### Records provided
PR #158, opened 2025-12-19
ci: Add spell checker

geeknoid:


spellcheck.dic
```diff
@@ -0,0 +1,248 @@
+247
```
sandersaares: We already have a `.spelling` file - please do not introduce a second dictionary.

spellcheck.toml
```diff
@@ -0,0 +1,12 @@
+dev_comments = false
```
sandersaares, line 6: I would like to see inline comments documenting the justification for these configuration customizations.

spellcheck.dic
geeknoid: I know, this PR is a work in progress. I spent several hours to get this simple freaking spell checking logic working, and I still have work to do.

.github/workflows/main.yml
```diff
@@ -153,6 +153,73 @@ jobs:
...
+          toolchain: ${{ env.RUST_LATEST }}
+      - name: Install Cargo Tools
+        uses: taiki-e/install-action@v2.62.62
+        with:
+          tool: cargo-spellcheck@${{ env.CARGO_SPELLCHECK_VERSION }}
+
+      # execute
+      - name: Validate Dictionary
+        run: |
+          FILE=".spelling"
```
psandana, line 106: I would rather this validation to exists inside the spellcheck. If a specific format is expected, I rather to have it IN the tool, rather than outside.

.spelling
```diff
@@ -34,7 +34,9 @@ branch_name
 btree_map
 buildable
 bytesbuf
-C #-Rust
+callee
+Cargo.toml
+Cargo.toml.
```
psandana: Cargo.toml. should be invalid, right?

crates/bytesbuf/src/span_builder.rs
```diff
@@ -167,7 +167,7 @@ impl SpanBuilder {
         // This cannot overflow - guarded by assertion above.
         self.filled_bytes = self.filled_bytes.wrapping_sub(len.get());
 
-        // SAFETY: We only seeked over filled bytes, so we must still be in-bounds.
+        // SAFETY: We only skipped over filled bytes, so we must still be in-bounds.
```
psandana:
```suggestion
        // SAFETY: We only seek over filled bytes, so we must still be in-bounds.
```

.github/workflows/main.yml
geeknoid: I don't know what you mean, could you explain further?

.spelling
geeknoid: This string was already present in the .spelling file. I can try to remove it and see if anything fires.

.github/workflows/main.yml
geeknoid: Oh, you mean that cargo-spellcheck should be able to handle input that's not sorted? Yeah, no kidding. But it does require this, so we have this code.

Note that I took inspiration from tokio's GitHub actions, where they do the exact same thing.

.spelling
geeknoid: Removed.

crates/bytesbuf/src/span_builder.rs
geeknoid: Done.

### About this task
Every line above that has the string "SAFETY" needs to be copied.

### Your solution
-        // SAFETY: We only seeked over filled bytes, so we must still be in-bounds.
+        // SAFETY: We only skipped over filled bytes, so we must still be in-bounds.
        // SAFETY: We only seek over filled bytes, so we must still be in-bounds.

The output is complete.